Thanks again Mike. I was thinking of just replacing the doors now and openers in the future, but I am probably better off getting everything done at once. Company B charges $335 per chain drive opener installed (add $15 per opener for belt drive) and $700 per 8 x 7, 1 3/8" steel on steel door without windows, total for job = $2,070. I have to dig in to see why the others are $400-500+ higher. All the companies I contacted are small to medium sized, thus probably higher overhead than you.

Should I go with chain or belt drive openers?

I used company B to fix a garage at my old house, so I know a little about them.


----------



## hyunelan2 (Aug 14, 2007)

The last 2 openers I've had (at 2 different houses) over the last 5 years have been belt drive and I couldn't be happier with them. I recently hung an identical opener to the one in my last house, but with a chain, in my father's garage - it's noticibly louder.

When I moved into this house, the first weekend I tore out the existing chain drive opener (didn't come with remotes anyway) and replaced it with a new belt-drive model. You can really tell the difference, especially upstairs. If you have living space above your garage, I'd definitely pay the extra $15 each for the belt drive.

Beyond a little noise when the door is in operation, there's little difference. You don't need to oil the chain, but how often do most people do that anyway?


----------



## walds11 (Nov 28, 2009)

The guy at Company C suggested chain drive openers because they are more durable, will last longer and require less maintenance. My master bedroom is above the garage, but there is not much usage early morning or late at night when someone is sleeping. If the belt drive openers are just as good as chain drive openers, then I supposed I can't go wrong with belt drive for the extra $15.


----------



## firehawkmph (Dec 12, 2009)

Walds,
In the liftmaster line, and genie's promax's also, the opener head is the same unit for the belt or chain drive. The only difference is the drive gear vs. drive pulley for the belt. Neither really requires much maintenance. I took a genie promax out of my main garage attached to the house and replaced it with a LM3585 Elite series belt drive. I can't hear the unit from inside the house anymore. And the genie promax chain is a fairly quiet unit. The LM comes with a really cool wall station. It has a motion sensor built in so when you walk into the garage, it turns the light on. It also displays the time and temperature. 
You can go to Lm's website and check out the different units they offer. 
Mike Hawkins


----------



## walds11 (Nov 28, 2009)

-Company A quoted me $440 for a Raynor Aviator 1/2 HP belt drive opener. They also want to charge me $75 for a keypad. 
-Company B quoted me $335 for the LM3265 chain drive and $350 for the LM3280 belt drive. They will throw in a keypad.

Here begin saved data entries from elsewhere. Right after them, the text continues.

PR #2585, opened 2017-04-24
remove onClose from dropdown

jquense:
cleaned up #2543


taion:
not really sure why that showed conflicts...

taion:
oh dammit, we need to update `next`

taion:
oh or just this PR didn't reflect it :p

PR #2586, opened 2017-04-24
remove createClass in tests

jquense:


jquense:
gonna merge since it's a trivial doc only fix

PR #2587, opened 2017-04-24
remove pagination logic

jquense:


taion:
i'm fine with this, but do we want to just drop this as-is with no deprecation for the next point release? it might be nice to factor this out into a separate library to provide an upgrade path of some sort

jquense:
well i'm really sure what a deprecation would like, and i don't want to just sit on a point release for a while to let folks see warnings. I think we could put the old code in a separate library if you want? The goal is to not maintain stuff though.

taion:
yeah, i don't know. the difference w/the form case is that the logic here even in special cases is fairly non-trivial (as evidenced by the number of bugs we've hit around edge cases), so i think it's valuable _somewhere_. it just doesn't necessarily make a lot of sense to me here. i think pulling it out into a single-file, unmaintained library with a big "looking for maintainers" flag might be reasonable. something like... emitting sentinels for all the special values or whatever

jquense:
Ya that's reasonable I'll move the old code to a separate repo

jquense:
ugh. the original code is super wonky. I was pulling out, but like its all sort of wrong. It doesn't render links/spans correctly (everything is a link)...the whole buttonComponentClass is...weird

jquense:
Ok upgrade path provided. gtg?

taion:
@jquense What did you think of my comment on the pagination repo? Would a "smaller" API like what I suggested there make sense?

jquense:
I think either we should provide a drop-in replacement or just point people to one of the many libraries that already do what you'r suggesting, ie. return a bunch of sentinels. As in the experiment there `ultimate-pagniation` already does it

taion:
Okay, if there are plenty of libraries that already do that, would it make sense just to show integration with those? I feel like essentially re-implementing the current API, just in a separate library where people's issues will presumably get ignored (or still take time from us) is not necessarily a win.

jquense:
I do have some info on doing the implementation in the pagination repo. I think in general its ok to have a ropin-replacement for a version or so. lets close the issue-tracker and add a bit warning on it?

taion:
Well if we close the issue tracker then people won't be able to file an issue to claim maintainership :p

jquense:
I was thinking that given how easy it is to implement this component using something else that would be ok. The world doesn't need another bootstrap pagination component

taion:
ok, so just "do nothing" for now, then? and see if people complain?

jquense:
maybe? I'd like to not have anything new to maintain, while also not have angry ppl complaining about no drop-in upgrade path

jquense:
I attempted to do that the first pass but it was complicated to do without knowledge of the function of the buttons, or putting an event key on each one, which felt really verbose. Open to suggestions tho

taion:
Well, mostly the items will be programmatically generated, right? We could do something like supporting a:

```js
<Pagination.Item page={3} />
```

that unrolls into

```js
<Pagination.Item eventKey={3}>
  3
</Pagination.Item>
```

jquense:
you can't do that tho unless the top-level component reads `page` instead of `eventKey` which is ine but weird as it differs from other places. plus it doesn't really help with waht you do when someone clicks ellipsis or prev/next buttons

taion:
Can `<Pagination>` can just pass `onSelect` down to each of its children?

jquense:
what would it do tho? just be a callback with the evetKey? we usually do some controlled input thing in these cases, but we can't here without codifying a lot of logic

taion:
yeah so `<PaginationItem>` gets an `onSelect(eventKey, event)` callback, and then it can call it as appropriate, and figure out its own `eventKey`? is that too inconsistent with everything else we have?

jquense:
i'm just not sure if that's particularly useful considering you need to add your own onSelect logic on top of that if you use the other button types. I don't want do the bsRole thing here to distinguish children types either. To much annoyance around that with ppl wrapping them, etc.

taion:
I think the way I'd have that work would be to have e.g. `<Pagination.Prev>` default to using an implicit `eventKey` of `'prev'`, maybe?

It just seems like it ought to be possible to put the `onSelect` on `<Pagination>`. On the other hand, adding it back would be a feature, so perhaps it's not blocking here? What do you think?

jquense:
I think there isn't really any way of having an onSelect without having the component handle all the logic, unless onSelect doesn't do anything aside from handle back it's event key. you can't control it or have it manage something like activeItem. In that case the page buttons are the thing that can be active while the other buttons only switch the active page. in any case tho you end up adding in a bunch of logic to handle pagination in which case its sort of just the same as what we already have.

jquense:
which is to say I don't think the "simple" on select case gains you much but limits generic use, and makes it weirder to incorporate in the complex case

taion:
I don't think `onSelect` should do anything other than just call itself with `eventKey`. I just feel like the natural API is something like:

```js
<Pagination
  onSelect={(eventKey) => { goToPage(eventKey); }
>
  <Pagination.Page page={1} />
  <Pagination.Page page={2} />
  <Pagination.Page page={3} />
</Pagination>
```

Rather than the user passing `onSelect` to each item.

taion:
Fair enough. I guess we can always add this later as a non-breaking change, if it becomes necessary?

jquense:
Yes very true easier to add then take away again

jquense:
gtg for now then?

src/PaginationItem.js
```diff
@@ -0,0 +1,77 @@
...
+    }
+  };
+}
+
+export const First = createButton('First', '\u00ab');
+export const Prev = createButton('Prev', '\u2039');
+export const Ellipsis = createButton('Ellipsis', '\u2026', 'More');
+export const Next = createButton('Next', '\u203a');
+export const Last = createButton('Last', '\u00bb');
+
```
taion: delete extra newline

src/index.js
```diff
@@ -46,7 +46,6 @@ export PageHeader from './PageHeader';
 export PageItem from './PageItem';
 export Pager from './Pager';
 export Pagination from './Pagination';
-export PaginationButton from './PaginationButton';
```
taion: should we explicitly expose `PaginationItem`?

jquense:
they will _always_ complain

alasdairhurst:
So, what's the upgrade path for this?  Changelog isn't overly helpful on what we need to modify on breaking changes.

NFNChris:
Clearly people haven't complained enough about this change.  I'm late to the party, and not familiar with whatever issues prompted this change, but the goal of these components should always be to *reduce boilerplate code*.  This change has significantly *increased boilerplate code*.  That we have to write a for loop to enumerate page numbers is pretty ridiculous and unnecessary.

Was the impetus for this change discussed in more detail somewhere else?  There's plenty of examples of logic built into react-bootstrap, so I'm very curious why you've suddenly decided that this is "bad".

taion:
As noted in the docs, the logic for generating the pagination entries is available in https://www.npmjs.com/package/@react-bootstrap/pagination. Ultimately it was just not a great API to confuse the presentation with the real logic.

NFNChris:
So prior to the change, my pagination code looked like this:

```
<Pagination 
  prev next first last ellipsis boundaryLinks 
  bsSize="large" 
  items={search.pages} 
  maxButtons={5} 
  activePage={search.page} 
  onSelect={search.setPage} />
```


Now it looks like this:

```
let items = [];
const minPage = Math.max(search.page - 2, 1);
const maxPage = Math.min(search.page + 2, search.pages);

for (let page = minPage; page <= maxPage; page++) {
  items.push(
    <Pagination.Item 
      active={page === search.page}
      onClick={() => search.setPage(page)}>
        {number}
    </Pagination.Item>
  );
}

<Pagination>
  <Pagination.First />
  <Pagination.Prev />
  {search.page - 2 > 1 &&
    <Pagination.Item>{1}</Pagination.Item>
    <Pagination.Ellipsis />
  }
  {items}
  {search.page + 2 < search.pages &&
    <Pagination.Ellipsis />
    <Pagination.Item>{search.pages}</Pagination.Item>
  }
  <Pagination.Next />
  <Pagination.Last />
</Pagination>
```

The only real logic implemented in this case is reducing boilerplate -- generating the page numbers, ellipsis, noting the active page, and attaching a callback to each item.  That sounds like pretty reasonable presentation logic. 

> Ultimately it was just not a great API to confuse the presentation with the real logic.

I guess I'm a bit confused by what you consider 'real logic'.  Generating markup for page numbers?

jquense:
You can go ahead and read the old code, there is way more logic than generating markup. I'm glad you were happy with old code, continuing to use it, that's why we extracted into a new package. While also making the core components more in line with what upstream bootstrap provides. Thanks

These are mid range openers, which is good enough for me. As long as belt drives don't need any more maintenance than chain drives, I'll go for belt drive.

Appointments are already set this week for both companys to come to the house. I will report back. I hope to make a decision soon.


----------



## walds11 (Nov 28, 2009)

Wow, what a huge difference between what I was quoted on the phone and what the guy from Company A quoted me this morning at the house. Same price for the openers, $440 each for 1/2 HP belt drive openers plus $75 for 1 keypad. Here is what I was quoted on doors...

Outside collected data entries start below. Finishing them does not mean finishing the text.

PR #2601, opened 2017-04-28
Some minor improvements

SebastiaanNijland:
* Set `type="button"` with a `defaultProp` instead of logic
* Use Button components instead of plain buttons
* Added a simple test for the Accordion component
* Added a small test case for a Label component with multiple children
* Removed some already implemented TODO’s


src/CloseButton.js
```diff
@@ -10,14 +12,13 @@ class CloseButton extends React.Component {
   render() {
     const { label, onClick } = this.props;
     return (
-      <button
-        type="button"
+      <Button
```
jquense: This won't work. Close buttons aren't implemented in terms of Buttons they are a separate thing. It's odd I know but that's how the styling works

src/NavbarToggle.js
```diff
@@ -39,19 +39,19 @@ class NavbarToggle extends React.Component {
 
     if (children) {
       return (
-        <button {...buttonProps}>
+        <Button {...buttonProps}>
           {children}
-        </button>
+        </Button>
```
jquense: Same as close button, this isn't a bootstrap btn

src/NavbarToggle.js
```diff
@@ -39,19 +39,19 @@ class NavbarToggle extends React.Component {
...
 
     return (
-      <button {...buttonProps}>
+      <Button {...buttonProps}>
         <span className="sr-only">Toggle navigation</span>
         <span className="icon-bar" />
         <span className="icon-bar" />
         <span className="icon-bar" />
-      </button>
+      </Button>
```
jquense: Ditto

2 Raynor Centura, foam injected, R18, 24/24 gauge steel, 2" thick doors: $2,136
2 Raynor Relante, foam injected, R-13, 24/24 gauge steel, 1 3/8 thick doors: $1,896
2 CHI 2216, foam injected, R-14, 26/27 gauge steel, 2" thick doors: $1,646
2 CHI 2285, placed in foam, R-8 26/27 gauge steel, 2" thick doors: $1,540

The prices include: take down old door, track, springs, hardware and haul away. Installation of new doors, tracks, springs, hardware and openers. The lady quoted me $1,566 for 2 8x7 middle of the road Raynor steel, insulation, steel R-15 doors yesterday. Forget about Company A. They seemed way over-priced. I have an appointment with Company B tomorrow evening. They do Amarr doors and LiftMaster openers.


----------



## Shamus (Apr 27, 2008)

Just my 2¢ here.....

On a single wide door you don't need a 1/2 HP opener. 1/4 HP is fine especially if it's a new door. Either way, a DIY 1/2 HP is $135 at Lowes. Chain drive Vs belt... Unless you have bedrooms over the garage it does not matter. Chains tend to be louder. They both have the same durability.

For what it takes to DIY a new door I'd keep shopping for a sale. Either that or have 2 doors installed and then do the openers yourself.


----------



## walds11 (Nov 28, 2009)

Company B came out this evening. Same prices as I was quoted over the phone.

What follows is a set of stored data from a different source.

PR #2630, opened 2017-05-23
Fix position bug when changing placement for OverlayTrigger

andreisoare:
There is a bug when a component changes the placement for an OverlayTrigger.

If for example the original placement is to the right, and the overlay doesn't fit fully into the window, then OverlayTrigger squeezes it (increases height) so that the entire contents are still visible.

Then when the placement is changed to "top", `<Position>` uses the stretched overlay's width and height to compute the new `top` and `left` styles for the overlay.

My PR forces the recreation of the overlay so that it has its original width and height.

### DIFF
--- a/src/OverlayTrigger.js
+++ b/src/OverlayTrigger.js
@@ -129,6 +129,10 @@ class OverlayTrigger extends React.Component {
   }
 
   componentDidUpdate() {
+    if (this.state.show) {
+      ReactDOM.unmountComponentAtNode(this._mountNode);
+      this._mountNode = document.createElement('div');
+    }
     this.renderOverlay();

2 Ammar Stratford 3000, R-6.5, polystyrene insulation, 27/27 gauge steel, 1 3/8" thick doors $700 each
2 Ammar Heritage 3000, R-9, polystyrene insulation, 24/27 gauge steel, 2" thick doors $775 each

2 LiftMaster 3820 1/2 HP belt drive openers $350 each.

That's more in the price range, low $2000s. Is it worth the extra $75 per door for the Ammar Heritage 3000?


----------



## walds11 (Nov 28, 2009)

Any more feedback?

I am leaning towards Company B...2 Ammar Heritage 3000, R-9, polystyrene insulation, 24/27 gauge steel, 2" thick doors $775 each and 2 LiftMaster 3820 1/2 HP belt drive openers $350 each. These doors seek like a nice, lower to middle range door. Maybe I'll tell the guy that I am ready to pull the trigger and see if he will knock something off the price.


----------



## firehawkmph (Dec 12, 2009)

Sounds good Adam,
Let us know how you make out.
Mike Hawkins


----------



## jflag (Oct 6, 2008)

*Fix it*

The gear for your opener is less than $10 shipped on fleabay, if your handy its an easy swap out. I am guessing the wooden doors maybe slightly out of alignment and or waterlogged and overly heavy which causes the gear to strip out. I have older wooden doors and have replaced 2 gears in the last 18 years. If you have witnessed grinding and slipping then its my bet the gear is only thing wrong with the unit.:thumbsup:


----------



## walds11 (Nov 28, 2009)

I am definitely going to replace the doors. New doors will look sweet, plus I will have insulated doors. I've considered having the openers repaired, but when I factor in the price of the openers with the doors plus the rebate for the doors, it's not a bad deal overall. Does that make sense


----------



## walds11 (Nov 28, 2009)

Doors and openers installed today. It took 2 guys about 3 hours to do everything. I went with the goods that I stated in post #19. Wow, what a world of a difference! Nice looking doors and super smooth operating openers. Thanks everyone for the great feedback.


----------